EASi Workshop // HYPERVIEW2

Make AI in space make sense

#HYPERVIEW2 // EASi // ECAI

As we increasingly rely on AI for satellite operations, Earth observation, and mission-critical decisions, the question isn’t just what AI predictsbut why. EASi and HYPERVIEW 2 by KP Labs, MI² (Warsaw University of Technology), Poznan University of Technology and ESA Φ-Lab tackle the frontier of Explainable AI (XAI) for space, spotlighting the urgent need for trust, clarity, and accountability in high-stakes environments.

From understanding atmospheric changes to operating spacecraft autonomously, AI decisions impact real missions and real lives. But without transparency, we risk losing trust in these systems—especially when lives, missions, or environmental decisions are on the line.

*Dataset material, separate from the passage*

PR #4379, opened 2025-12-17
Add configurable retry delay for Sentinel reconnection (#2864)

### LINKED ISSUE #2864: Sleeping time not configurable when reconnecting to Sentinel
### Expected behavior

With HYPERVIEW2, we’re challenging researchers, engineers, and data scientists to explore new ways of making AI interpretable and explainable for satellite data processing, space operations, and Earth monitoring.

Challenge? Workshop? Both!

The new HYPERVIEW2 Challenge is implemented as part of the Explainable AI in Space (EASi) workshop, that KP Labs, ESA, and the AI4EO team are organising as part of the European Conference on Artificial Intelligence (ECAI), which is hosted in Bologna, Italy from 25th–30th October 2025.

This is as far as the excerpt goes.